I’ve not tried the YR (I really should), but I love the EL. For me, it’s a mix of mostly gardenia and tuberose but the gardenia gradually fades and the tuberose lives on (with jasmine and other floral components). I’m always amazed by the energizer bunny staying power of the floral notes in the EL. It’s so potent that one small squirt is more than enough for me, and I prefer the sillage to the up-close smell on skin. I’m not trying to make BB strictly a gardenia, but I’d like those creamy lactonic gardenia notes to be prominent. Another gardenia I like is VC&A Gardenia Petale; it’s much softer in nature than the EL and the musks in the base work well for me.

Reply
AnnYM June 7, 2010 - 2:59 pm

Hurray!!! (Claps wildly as she jumps up and down… – about the progress w/BB) Although I’m sorry to hear about the label issues.
Can you get gold surface labels that you can print black letters over? although I’m sure you’ve already explored that option or you wouldn’t be looking to outsource the work.
Anyway – I wanted to comment also about JE – I think of it as a “gentle chypre” because the dryness is more an accent/hint in the background of the drydown rather than the overall impression like the big chypre fragrances. That’s why I love it so – it doesn’t get in the way of the beautiful florals that makes this fragrance sing for me. You know it’s among my favorites of your creations, yes?
a:)

Reply
Laurie June 7, 2010 - 5:38 pm

Hi Ann!

Just testing BB again this morning. I like the new light green note and could probably make it stronger. I like the drydown. Not happy with the earlier phases yet. For some reason certain combinations of OB, sandalwood, aldehyde, hedione, and ylang seem to cause to a slight hint of a sour note. It’s subtle but I need to track it down. It’s not quite what I’d call sour but sort of that direction and is bothering me. I wonder if it’s just me, but I’ll see if I can figure it out. When I reduce the sandal to just a whisper and use cedar instead, it goes away. But I’d prefer a sandal drydown if possible. If I take out the aldehyde it may go away, but that little touch of aldehyde was adding lift and juiciness. I’ll play with it later today. It’s so close, darn it! I’m obsessed with it at the moment.
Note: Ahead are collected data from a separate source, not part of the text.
PR #502, opened 2019-05-15
Change sigchain algorithm to Optimize bandwidth and cpu usage

yilunzhang:
* Signature chain now use the hash of msg + VRF of block hash as "signature" and reveal VRF when it's no longer used. Only one VRF computation is required per block epoch, hugely reduces the CPU overhead.
* Sigchain is no longer part of the relay packet. Just the last signature (constant size) is added to the relay packet so that the space overhead is O(1) and < 100 bytes.
* The sigchain will be recovered by backtracking. Each node will only attempt to recover one sigchain per block epoch.

This is a breaking changes.
This has been tested with a local cluster.


pb/sigchain.go
```diff
@@ -361,22 +230,31 @@ func (sc *SigChain) finalSigElem() (*SigChainElem, error) {
 }
 
 func (sc *SigChain) IsFinal() bool {
-	if len(sc.Elems) < 2 || !common.IsEqualBytes(sc.DestPubkey, sc.Elems[len(sc.Elems)-2].NextPubkey) {
+	if sc.Length() < 3 {
 		return false
 	}
-	return true
+	pk := sc.Elems[len(sc.Elems)-2].NextPubkey
+	if pk == nil || bytes.Equal(pk, sc.DestPubkey) {
```
gdmmx: `if pk == nil` is unnecessary because bytes.Equal() had handle it already.
Just `return bytes.Equal(pk, sc.DestPubkey)` directly is enough.

yilunzhang: Actually it's different. What you meant is `pk != nil && ...` while what we have is `pk == nil || ...`.

We allow `pk == nil` here because in order to save space, dest pk is not saved in relay packet, so the last node may not know the receiver client's pk. So we allow the last node's next pk to be nil to indicate that the next hop is the receiver client.

por/porserver.go
```diff
@@ -59,104 +110,111 @@ func GetPorServer() *PorServer {
...
 		return nil, err
 	}
-	sigChain, err := NewSigChainWithSignature(dataSize, dataHash[:], blockHash[:],
-		srcID, srcPubkey, destPubkey, pubKey, signature, proof, sigAlgo, false)
+	sigChain, err := pb.NewSigChainWithSignature(dataSize, blockHash[:], srcID, srcPubkey, destPubkey, pubKey, signature, sigAlgo, false)
 	if err != nil {
 		log.Error("New signature chain with signature error:", err)
 		return nil, err
 	}
+	ps.srcSigChainCache.Add(signature, sigChain)
```
gdmmx: It seems that this `signature` NOT signed by Client, it just an util.RandomBytes(32) from [ws.localNode.SendRelayMessage](https://github.com/nknorg/nkn/pull/502/commits/a5564bc5d7d790eb13be20d1d6344707080a4194#diff-b9add2abd88d41a8ecdb9a966dd818daL39)
Please correct me if I have incorrect understanding.

yilunzhang: You are right. Client side has not implemented signature yet :)

pb/sigchain.go
gdmmx: Oh. Your expectation is `return true` when `pk == nil`.
How about `return pk == nil || bytes.Equal(pk, sc.DestPubkey)`?
`if true then return true` looks verbose.

por/porserver.go
gdmmx: Maybe we should left a `// TODO` comments at here.

pb/sigchain.go
yilunzhang: Agree, just changed it

por/porserver.go
yilunzhang: Don't worry, it will be done in the next few weeks (if not days) 🤣

PR #505, opened 2019-05-21
Prevent sigchain being added to txn pool and allow it to be included in history blocks

yilunzhang:
1. Prevent sigchain txn to be added to txn pool
2. Allow mining sigchain to be included in history blocks

### DIFF
--- a/chain/blockValidator.go
+++ b/chain/blockValidator.go
@@ -284,40 +284,37 @@ func TimestampCheck(timestamp int64) error {
 }
 
 func NextBlockProposerCheck(block *Block) error {
-	winnerHash, winnerType, err := GetNextMiningSigChainTxnHash(block.Header.UnsignedHeader.Height)
+	expectedWinnerHash, expectedWinnerType, err := GetNextMiningSigChainTxnHash(block.Header.UnsignedHeader.Height)
 	if err != nil {
 		return err
 	}
 
-	bwhash, _ := Uint256ParseFromBytes(block.Header.UnsignedHeader.WinnerHash)
-	if winnerHash == EmptyUint256 && bwhash != EmptyUint256 {
-		for _, txn := range block.Transactions {
-			if txn.Hash() == bwhash {
-				_, err = por.NewPorPackage(txn)
-				return err
-			}
-		}
-		return fmt.Errorf("mining sigchain txn %s not found in block", bwhash)
+	winnerType := block.Header.UnsignedHeader.WinnerType
+	winnerHash, err := Uint256ParseFromBytes(block.Header.UnsignedHeader.WinnerHash)
+	if err != nil {
+		return err
 	}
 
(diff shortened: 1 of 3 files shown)


chain/blockValidator.go
```diff
@@ -284,40 +284,37 @@ func TimestampCheck(timestamp int64) error {
...
 		for _, txn := range block.Transactions {
-			if txn.Hash() == bwhash {
+			if txn.Hash() == winnerHash {
 				found = true
 				break
 			}
 		}
 		if !found {
-			return fmt.Errorf("mining sigchain txn %s not found in block", block.Header.UnsignedHeader.WinnerHash)
+			if _, err := DefaultLedger.Store.GetTransaction(winnerHash); err != nil {
```
gdmmx: We should not allow pack winnerHash out of `currentHeight - 1`.
Next proposer should be specific assigned  by current Block. And each block should pack only one sigChain in transactions list.

chain/mining.go
```diff
@@ -47,14 +47,16 @@ func (bm *BuiltinMining) BuildBlock(height uint32, chordID []byte, winningHash c
 	txCount := 1
 
 	if winnerType == TXN_SIGNER {
-		miningSigChainTxn, err := por.GetPorServer().GetMiningSigChainTxn(winningHash)
-		if err != nil {
-			return nil, err
+		if _, err = DefaultLedger.Store.GetTransaction(winnerHash); err != nil {
```
gdmmx: What happen if the winnerHash was in ledger already?
It seems that it will build a block without any sigChains in this proposal.

chain/blockValidator.go
yilunzhang: I'm not sure if it's a good idea.
A sigchain txn is just a normal txn. Any txn, including sigchain txn, could potentially has a >0 fee. It's up to block producer which txn he want to pack. A block proposer has no motivation to pack more (zero fee) sigchain txn in a block because it only reduces the probability that the block will be accepted (e.g. due to not fully propagated).

chain/mining.go
yilunzhang: Yes, but it will not cause any problem.

chain/pool/txpool.go
```diff
@@ -334,17 +336,6 @@ func (tp *TxnPool) verifyTransactionWithLedger(txn *Transaction) error {
 		return ErrDuplicatedTx
 	}
 
-	// get signature chain from commit transaction then add it to POR server
-	if txn.UnsignedTx.Payload.Type == pb.CommitType {
```
gdmmx: Move the TypeCheck into switch ... case maybe cause many unnecessary `Unpack(txn.UnsignedTx.Payload)`

yilunzhang: The Unpack will be removed later when we merge some part of the verification with ledger

gdmmx:
LGTM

Glad you’re enjoying the JE! Thanks! 🙂 I think of JE as gently chypre too. The base is softly woodsy and green but not a heavy moss/patch/animalic type of base that a more classic chypre would have. On the other hand, it uses real moss and doesn’t amp up patchouli in its place like some more modern chypres.
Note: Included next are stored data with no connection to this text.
PR #506, opened 2019-05-22
V0.9: improve mining and transaction pool

NoelBright:
1. improve mining and transaction pool
2. modify the block verification for new packaging method
3. add processing flow with fee 

### DIFF
--- a/chain/db/store.go
+++ b/chain/db/store.go
@@ -253,6 +253,11 @@ func (cs *ChainStore) persist(b *Block) error {
 		return err
 	}
 
+	var totalFee Fixed64
+	for _, txn := range b.Transactions {
+		totalFee += Fixed64(txn.UnsignedTx.Fee)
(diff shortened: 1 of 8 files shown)


chain/db/store.go
```diff
@@ -280,46 +277,80 @@ func (cs *ChainStore) persist(b *Block) error {
...
+			nonce := accSender.GetNonce()
+			accSender.SetNonce(nonce + 1)
+			states.SetAccount(pg[0], accSender)
 			err = cs.DeleteName(deleteNamePayload.Registrant)
 			if err != nil {
 				return err
 			}
 		case SubscribeType:
 			subscribePayload := pl.(*Subscribe)
+			pg, err := txn.GetProgramHashes()
```
yilunzhang: We will need to move these repeated code to a common function later.

PR #509, opened 2019-05-24
V0.9: add GenerateID function

NoelBright:
add GenerateID function
1. add GenerateID transaction in pb/payload.proto.
2. add GenerateID processing flow in statedb and store.
3. add verification in txpool, mining and tranactioncheck.
4. add API 'getid' and nknc command 'id' .


api/common/helper.go
```diff
@@ -110,3 +110,25 @@ func MakeSubscribeTransaction(wallet vault.Wallet, identifier string, topic stri
 
 	return txn, nil
 }
+
+func MakeGenerateIDTransaction(wallet vault.Wallet, regFee Fixed64, nonce uint64, fee Fixed64) (*Transaction, error) {
```
yilunzhang: what about renaming `fee` as 'txFee` here and also in NewGenerateIDTransaction to make the difference between these 2 fee more explict?

api/common/interfaces.go
```diff
@@ -491,6 +491,40 @@ func getNonceByAddr(s Serverer, params map[string]interface{}) map[string]interf
...
+		return respPacking(nil, INVALID_PARAMS)
+	}
+
+	id, err := chain.DefaultLedger.Store.GetID(pkSlice)
+	if err != nil {
+		return respPacking(nil, INVALID_PARAMS)
+	}
+
+	if len(id) == 0 || bytes.Equal(id, make([]byte, 32)) {
+		return respPacking(nil, INTERNAL_ERROR)
```
yilunzhang: We need to have a special error code if pk does not have an id yet so that the node knows he needs to generate an ID

chain/db/statedb.go
```diff
@@ -61,8 +81,12 @@ func (acc *account) SetBalance(balance common.Fixed64) {
 	acc.balance = balance
 }
 
+func (acc *account) SetID(id []byte) {
+	acc.id = id
+}
+
 func (acc *account) Empty() bool {
-	return acc.nonce == 0 && acc.balance == 0
+	return acc.nonce == 0 && acc.balance == 0 && acc.id == nil
```
yilunzhang: should acc.id be nil or sha256zerohash?

chain/mining.go
```diff
@@ -108,16 +108,17 @@ func (bm *BuiltinMining) BuildBlock(height uint32, chordID []byte, winnerHash co
...
+	curStateHash := GenerateStateRoot(txnList, height, consensusData)
 	header := &Header{
 		BlockHeader: BlockHeader{
 			UnsignedHeader: &UnsignedHeader{
 				Version:          HeaderVersion,
 				PrevBlockHash:    curBlockHash.ToArray(),
 				Timestamp:        timestamp,
 				Height:           height,
-				ConsensusData:    rand.Uint64(),
+				ConsensusData:    consensusData,
```
yilunzhang: My suggestion:
1. Rename ConsensusData to RandomBeacon
2. Change it to 64 bytes (to provide enough entropy)
3. Do not use math.rand (it's not cryptographically secure), use RandomBytes defined in crypto/util/util.go

chain/stateGenerator.go
```diff
@@ -62,16 +66,62 @@ func spendTransaction(states *db.StateDB, tx *Transaction, totalFee common.Fixed
...
+		donationAccount.SetBalance(amount + common.Fixed64(genID.RegistrationFee))
+		states.SetAccount(donationAddress, donationAccount)
+
 	}
 
 	return nil
 }
 
-func GenerateStateRoot(txs []*Transaction) common.Uint256 {
+func GenerateStateRoot(txs []*Transaction, height uint32, consensusData uint64) common.Uint256 {
```
yilunzhang: GenerateStateRoot() and spendTransaction() share lots of code with persist(). What about put them in the same function?

chain/db/statedb.go
```diff
@@ -38,11 +43,22 @@ func (acc *account) Deserialize(r io.Reader) error {
 
 	nonce, err := serialization.ReadVarUint(r, 0)
 	if err != nil {
-		return fmt.Errorf("Deserialize error:%v", err)
+		return fmt.Errorf("Deserialize nonce error:%v", err)
```
yilunzhang: We need to modify this part at the beginning of the function.
```
	if acc == nil {
		acc = new(account)
	}
```

chain/stateGenerator.go
NoelBright: I will optimize it later.

chain/mining.go
gdmmx: @yilunzhang  Just only **random from proposer** for ConsensusData is not enough. 

As an ID register who aim to gain appointed chord position, its pubKey and expected ID is determinate. The hash of generateID txn is also determinate too.

The position picker can exhaust applicable `ConsensusData` **in advance** and waiting for its conspirator win a proposal right.

So, We should add `additional constraint`(**factor from out of current proposer**) for ConsensusData/RandomBeacon generation.


> 2. Change it to 64 bytes to provide enough entropy for most purposes

Promote Uint64 to 64Bytes is expensive for size of Blk.Header.
In v0.9, the average of Blk.Size with only 1 transaction(coinbase) is around 390+ bytes.  +56 bytes means that Blk.Header increase 15% size.

yilunzhang: For 1: You are right, I forget this one. We need to use
id = hash(current block random beacon, prev block hash, txn hash)
@NoelBright 

For 2: I didn't realize our current block size is so small. What about 32 bytes then?

NoelBright: ok

gdmmx:
Looks Good To Me

chain/txValidator.go
```diff
@@ -9,11 +9,13 @@ import (
 
 	"github.com/nknorg/nkn/block"
 	. "github.com/nknorg/nkn/common"
+	"github.com/nknorg/nkn/crypto"
 	. "github.com/nknorg/nkn/pb"
 	. "github.com/nknorg/nkn/transaction"
 	"github.com/nknorg/nkn/util/address"
 	"github.com/nknorg/nkn/util/config"
 	"github.com/nknorg/nkn/vm/signature"
+	"github.com/ontology/common"
```
trueinsider: I think this is probably a typo

yilunzhang: I believe this is generated automatically by goimports. Every time I use log.xxx it will import nnet/log for me 😂

PR #510, opened 2019-05-25
Start block verification after sigchain cached is filled

yilunzhang:
This prevent new node from blocking consensus due to empty sigchain cache.


consensus/consensus.go
```diff
@@ -280,7 +274,7 @@ func (consensus *Consensus) saveAcceptedBlock(electedBlockHash common.Uint256) e
 
 	log.Infof("Accepted block height: %d, local ledger block height: %d, sync needed.", block.Header.UnsignedHeader.Height, chain.DefaultLedger.Store.GetHeight())
 
-	elc, loaded, err := consensus.loadOrCreateElection(heightToKey(block.Header.UnsignedHeader.Height))
+	elc, loaded, err := consensus.loadOrCreateElection(block.Header.UnsignedHeader.Height)
```
gdmmx: Why changed map's key from hash to height?
We should consider about elected in forked consensus, proposals from different blockChain maybe have same height.

yilunzhang: The key is not changed, heightToKey will be called inside function loadOrCreateElection

consensus/state.go
```diff
@@ -31,6 +40,7 @@ func (consensus *Consensus) startGettingNeighborConsensusState() {
 			if localConsensusHeight == 0 || localConsensusHeight+1 < majorityConsensusHeight {
 				if majorityConsensusHeight+1 > localLedgerHeight {
 					consensus.setNextConsensusHeight(majorityConsensusHeight + 1)
+					consensus.localNode.SetMinVerifiableHeight(majorityConsensusHeight + 1 + por.SigChainMiningHeightOffset)
```
gdmmx: Could we make sure init node.minVerifiableHeight at here earlier than voting start?
As node.minVerifiableHeight uninitialized, it just only `0 + 1 + SigChainMiningHeightOffset = 5`

yilunzhang: It is initialized at the beginning of startGettingNeighborConsensusState()

gdmmx:
LGTM

PR #511, opened 2019-05-30
Use absolute weight instead of relative weight for voting threshold

yilunzhang:
Previously we changed from absolute weight to relative weight for voting success threshold in order to solve the problem of many node restart. Later on when we introduced min verifiable height to solve this problem more robustly, we didn't change the threshold back from relative weight to absolute weight, which may cause the forked region to continue producing blocks.


yilunzhang:
Will be included in another PR

PR #512, opened 2019-05-30
Implement node to node authenticated encryption

yilunzhang:
* Implement hop by hop encryption for all node to node traffic
* Change all msg type to unsigned (since authenticated encryption provides the same security guarantee)
* Verify node verison/id/port before dialing
* Remove wait after block persist due to block persist API change

Note: this is a completely breaking change. New version and old version are speaking different language :)


crypto/ed25519/ed25519.go
```diff
@@ -7,10 +7,15 @@ import (
 
 	"github.com/nknorg/nkn/crypto/ed25519/vrf"
 	"github.com/nknorg/nkn/crypto/util"
+	"github.com/nknorg/vxeddsa/extra25519"
 
 	"golang.org/x/crypto/ed25519"
 )
 
+const PublicKeySize = ed25519.PublicKeySize
```
gdmmx: I am afraid that make confuse `ed25519.PublicKeySize` between "golang.org/x/crypto/ed25519" and "gitHub.com/nknorg/nkn/crypto/ed25519"

yilunzhang: We should be fine as long as we don't confuse the compiler :)

PS: I think this will be removed soon when we drop p256 support

PR #514, opened 2019-06-03
Efficient block and sigchain broadcasting

yilunzhang:
* Implement fast block propagation by only requesting txn hash: Previously a block proposal is transmitted with all txn in it. However, this will lead to significant block progation delay and bandwidth waste if most txnx in the proposal are already progagated enough before proposal is sent. Therefore, it's enough to only include a list of txn short hash or hash in block proposal, and receiver will request the missing txns in it.

* Implement efficient sigchain broadcasting: Previously each node will send sigchain (commit) txn directly to all neighbors, so each node will receive the same sigchain txn once from all its neighbors. Now each node will first send the height and sighash of sigchain txn to its neighbors, and its neighbor will request it if it's the most optimal sigchain so far for the height. This will greatly reduce sigchain broadcasting overhead.

* Add transactions root check


gdmmx:
LGTM

NoelBright:
Looks good to me.

PR #517, opened 2019-06-05
improve state db flow

NoelBright:
move stateGenerator.go to db folder. Use GenerateStateRoot for mining.go
and store.go


chain/db/statedb.go
```diff
@@ -263,3 +271,37 @@ func (sdb *StateDB) SetID(addr common.Uint160, id []byte) error {
...
+		}
+		acc.SetBalance(amount - value)
+	default:
+		return errors.New("UpdateBalance: invalid operation")
+	}
+
+	return nil
+}
+
+func (sdb *StateDB) IncrNonce(addr common.Uint160) error {
```
yilunzhang: Can we guarantee that IncrNonce will not be called concurrently?

chain/db/store.go
```diff
@@ -78,13 +78,23 @@ func (cs *ChainStore) InitLedgerStoreWithGenesisBlock(genesisBlock *block.Block)
...
 
-		root := cs.GetCurrentBlockStateRoot()
-		fmt.Println("---------", root)
-		cs.States, _ = NewStateDB(root, NewTrieStore(cs.GetDatabase()))
+		root, err := cs.GetCurrentBlockStateRoot()
+		if err != nil {
+			return 0, nil
+		}
+
+		fmt.Println("state root:", root.ToHexString())
```
yilunzhang: Why not using log here?

chain/db/statedb.go
NoelBright: account is proccessed sequentially now.

chain/db/store.go
NoelBright: done

chain/db/store.go
```diff
@@ -464,7 +372,10 @@ func (cs *ChainStore) persist(b *block.Block) error {
 		return err
 	}
 
-	cs.States = states
+	cs.States, err = NewStateDB(root, NewTrieStore(cs.GetDatabase()))
```
yilunzhang: If we get error here, the above persist functions are already executed, but cs.States will be empty. Will that cause a problem?

NoelBright: hm, how about panic when returning error?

The gold foil sheets I can buy can only be printed with a laser printer and I have inkjet and thermal printers but not laser. I could buy a laser if that’d solve the problem, but the hard part is the cutting, not the printing. You either print first and then cut, trying to exactly hit the boundaries of the label around your ink, or you die-cut them first and then print, trying to get a printer that feeds them perfectly through each time to line them up with your die cuts. It must be possible for large runs because the tiny Serge Lutens mini bottles and tiny Chanel mini bottles have nicely aligned labels, but when I show those to my printers they say it can’t be done for smaller runs with less specialized equipment. I’d love to know what kind of equipment does those tiny labels for the big companies, but I suspect it is only available to print millions of labels. I have another idea to try though…

PS If anyone reading this has label experience with tiny labels and knows how to get them cut to be lined up perfectly (no unequal borders on the edges), I’d love hints.

Reply
malsnano86 July 8, 2010 - 2:10 am

Glad to hear that progression is happening on the BB – I’m so looking forward to it.